Program to show diverse high school students a path to nursing careers
Preparing high school students from diverse backgrounds to pursue nursing education and employment is the aim of a new grant-funded program developed by faculty at Cizik School of Nursing at UTHealth Houston in collaboration with nurse leaders at our key clinical partner, Memorial Hermann Texas Medical Center.
Associate Professor Maja Djukic, PhD, and Instructor D’Hania Miller, MS, have received a $250,000 grant from the Hearst Foundation for the Advancing Diversity and Visibility through the Accelerated Nursing Curricula with Collaboration and Engagement (ADVANCCE) program.
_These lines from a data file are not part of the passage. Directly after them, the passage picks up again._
Issue #20948, opened 2023-03-20
refaliasing disrespects readonlyness of array or hash


leonerd:
(copied from email)

Refaliasing can be used to edit the structure of a readonly array:

```
$ perl5.37.9 -MInternals=SetReadOnly -Mexperimental=refaliasing -lwe '@a = (11,22,33); SetReadOnly(\@a); \$a[1] = \555; print "@a"; splice(@a, 1, 1, 666)'
11 555 33
Modification of a read-only value attempted at -e line 1.
```

Observe that the refaliasing operation is able to replace the scalar at index 1, whereas the splice operation attempting to do the same thing croaks because of the readonlyness. The equivalent also happens with a readonly hash:

```
$ perl5.37.9 -MInternals=SetReadOnly -Mexperimental=refaliasing -lwe '%a = (aa=>11,bb=>22,cc=>33); SetReadOnly(\%a); \$a{bb} = \555; print $a{bb}; delete $a{bb}'
555
Attempt to delete readonly key 'bb' from a restricted hash at -e line 1.
```

These readonly flags ought to be respected. Refaliasing should not provide an ability to bypass them

---

https://www.nntp.perl.org/group/perl.perl5.porters/2023/03/msg266062.html

demerphq:
The hash part is not-a-bug.  Marking a hash as readonly doesn't make its values readonly, they need to be marked readonly independently.

PR #20963, opened 2023-03-23
pp.c/pp_hot.c - prevent aliasing or localizing read only value in a restricted hash

demerphq:
This also teaches t/porting/diag.t to handle hv_notallowed() errors. It does not currently include tests, that can come tomorrow.

$ ./perl -Ilib -Mexperimental=refaliasing,declared_refs -le'my %h=(k=>1); Internals::SvREADONLY(%h,1);
    Internals::SvREADONLY($h{k},1); my $v2=2; local \$h{k} = \$v2'
Attempt to alias readonly key "k" in restricted hash at -e line 1.

$ ./perl -Ilib -Mexperimental=refaliasing,declared_refs -le'my %h=(k=>1); Internals::SvREADONLY(%h,1);
    Internals::SvREADONLY($h{k},1); my $v2=2; local $h{k} = $v2'
Attempt to localize readonly key "k" in restricted hash at -e line 1.

### DIFF
--- a/dist/Storable/t/downgrade.t
+++ b/dist/Storable/t/downgrade.t
@@ -109,7 +109,7 @@ sub test_locked_hash {
         'trying to change a locked key' );
   is ($hash->{$key}, $value, "hash should not change?");
   eval {$hash->{use} = 'perl'};
-  like( $@, "/^Attempt to access disallowed key 'use' in a restricted hash/",
+  like( $@, q{/^Attempt to access disallowed key ["']use["'] in(?: a)? restricted hash/},
         'trying to add another key' );
   ok (eq_array([keys %$hash], \@keys), "Still the same keys?");
 }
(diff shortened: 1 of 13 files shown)


iabyn:
a general comment - that first commit also makes minor cosmetic changes to the warning messages, which generates  large amounts of trivial diffs which swamp out the main purpose of the commit. It would be better to split off into two commits.

demerphq:
> a general comment - that first commit also makes minor cosmetic changes to the warning messages

Yeah, ill split it out.  The diag tests weren't picking up the hv_notallowed() error messages and there were various inconsistencies that were annoying me so I cleaned it up.  I'll split that out.

demerphq:
>It would be better to split off into two commits.

@iabyn i have split them up as requested.

tonycoz:
Is this meant to be fixing #20948?

demerphq:
> Is this meant to be fixing https://github.com/Perl/perl5/issues/20948?

Only the part that concerns restricted hashes.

Recruiting and retaining nurses while employing a diverse workforce was a challenge before the onset of COVID-19, and the pandemic magnified both issues. The Texas Department of State Health Services projects a deficit of 57,000 registered nurses and 12,500 licensed vocational nurses (LVNs) 2032. The state also reports that 56.9% of nurses are white, while the patient populations they care for are much more diverse.
Building a bridge
Djukic and Miller partnered with Memorial Hermann Texas Medical Center nurse leaders, Houston Community College, and Houston Independent School District, to simultaneously address the nursing shortage and the need to improve workforce diversity. The bridging program they created will provide high school students interested in health care careers a path to success.
“We believe there are plenty of students interested in a career in health care, but they just don’t know the steps to take or have the proper guidance on how to take them,” said Djukic said. “There are many of what we are calling ‘social determinants of success,’ such as adequate childcare, food, and transportation support that these young people need to enter and remain in the nursing profession.”
“Currently, no program in Houston exists to create a pipeline of diverse, entry-level nursing professionals to help curb the current nursing shortage,” said Miller, who has served as chair of the Cizik School of Nursing Diversity, Equity, and Inclusion Council. “Through the ADVANCCE program, we are filling an imminent need for bridge programs that transition underserved minority high school students into health science careers to ensure that hospitals and other health care entities have nurses that reflect their patient populations.”
Changing the trajectory
The ADVANCCE program also aims to foster a strong foundation of patient care competencies while enhancing professional skill development and résumé-building efforts.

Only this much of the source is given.